» Task goal:
Go through the entries below and collect each line with the string "should" in it.

── Records for processing ──

PR #1285, opened 2021-11-27
Add skeleton of plugin-work-queue service

colin-grapl:
712

Adds a skeleton for the plugin-work-queue service. No business logic implemented.

No additional tests currently.


src/rust/plugin-work-queue/src/client.rs
```diff
@@ -0,0 +1,108 @@
+#![allow(warnings)]
```
christophermaier, line 1: Any reason to leave this in? Since this is a completely new file, we should be able to eliminate any warnings up front.

If it's because we've got a bunch of essentially stubbed-out implementations and there are a bunch of legitimate warnings, would it be possible to explicitly ignore those specific warnings at the site? That would presumably make it easier to remove them once the implementations are filled in. I know that's potentially a lot of annotation, but these blanket exceptions at the top of the file are really easy to forget about, and can mask a lot of other things that we legitimately don't want to allow.

src/rust/plugin-work-queue/src/server.rs
```diff
@@ -0,0 +1,144 @@
...
+    Status,
+};
+
+#[derive(Debug, thiserror::Error)]
+pub enum PluginWorkQueueError {}
+
+pub struct PluginWorkQueue {}
+
+impl PluginWorkQueue {
+    async fn _put_execute_generator(
```
christophermaier, line 40: Can you talk more about this apparent underscore convention that's being used for these method names, as well as for the imported types above? It appears to be some kind of "private implementation" convention (to distinguish between the "raw" Protobuf API and a transport-independent business logic representation). If that's the case, it's a bit confusing, because it's bringing Python conventions into a Rust codebase, and also running up against Rust's use of a leading underscore to denote unused variables. 

For the types, could we do something like naming them `FooProto` instead of `_Foo`? And for the functions, could they be called explicitly, like `PluginWorkQueue::put_execute_generator(<THE_INSTANCE>, request)`?

src/rust/plugin-work-queue/src/client.rs
colin-grapl: It should be totally removed, it was just for dev purposes.

src/rust/plugin-work-queue/src/server.rs
colin-grapl: I can use `FooProto` instead of `_Foo`, no problem.

I can see if ucfs is necessary, it may be that Rust can understand how to dispatch based on the argument type.

christophermaier (approved):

───

» Solution for this problem:
christophermaier, line 1: Any reason to leave this in? Since this is a completely new file, we should be able to eliminate any warnings up front.
colin-grapl: It should be totally removed, it was just for dev purposes.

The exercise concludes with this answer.